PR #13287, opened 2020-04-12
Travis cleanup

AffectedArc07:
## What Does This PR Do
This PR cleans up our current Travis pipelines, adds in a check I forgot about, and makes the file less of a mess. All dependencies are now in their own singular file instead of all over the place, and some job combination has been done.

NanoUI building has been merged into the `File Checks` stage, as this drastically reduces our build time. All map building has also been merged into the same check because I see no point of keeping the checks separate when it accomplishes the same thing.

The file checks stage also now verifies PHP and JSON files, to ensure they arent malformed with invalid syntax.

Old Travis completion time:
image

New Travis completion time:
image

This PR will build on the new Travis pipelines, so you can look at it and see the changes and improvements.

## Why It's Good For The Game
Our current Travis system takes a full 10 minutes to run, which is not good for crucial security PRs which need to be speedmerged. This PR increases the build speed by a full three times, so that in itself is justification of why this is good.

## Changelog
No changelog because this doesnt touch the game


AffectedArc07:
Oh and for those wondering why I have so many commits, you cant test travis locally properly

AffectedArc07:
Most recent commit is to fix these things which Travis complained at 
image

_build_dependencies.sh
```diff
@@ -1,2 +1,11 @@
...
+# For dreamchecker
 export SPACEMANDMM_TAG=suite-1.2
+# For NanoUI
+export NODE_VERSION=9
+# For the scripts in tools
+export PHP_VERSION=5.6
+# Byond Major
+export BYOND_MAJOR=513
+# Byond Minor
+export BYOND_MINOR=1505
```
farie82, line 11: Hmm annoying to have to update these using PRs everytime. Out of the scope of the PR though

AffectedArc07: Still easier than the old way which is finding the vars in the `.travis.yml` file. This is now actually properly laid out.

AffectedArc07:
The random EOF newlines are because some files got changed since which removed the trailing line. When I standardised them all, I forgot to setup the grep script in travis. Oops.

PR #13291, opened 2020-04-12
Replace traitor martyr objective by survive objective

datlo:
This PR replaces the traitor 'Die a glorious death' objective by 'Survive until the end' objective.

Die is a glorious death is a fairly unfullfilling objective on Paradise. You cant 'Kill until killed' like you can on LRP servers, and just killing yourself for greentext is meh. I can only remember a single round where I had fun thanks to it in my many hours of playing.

=== What to produce ===
Write out the lines from the one containing "PR #13291, opened 2020-04-12" through the last line of the records above. Include both of those lines and nothing else.

=== Exercise output ===
PR #13291, opened 2020-04-12
Replace traitor martyr objective by survive objective

datlo:
This PR replaces the traitor 'Die a glorious death' objective by 'Survive until the end' objective.

Die is a glorious death is a fairly unfullfilling objective on Paradise. You cant 'Kill until killed' like you can on LRP servers, and just killing yourself for greentext is meh. I can only remember a single round where I had fun thanks to it in my many hours of playing.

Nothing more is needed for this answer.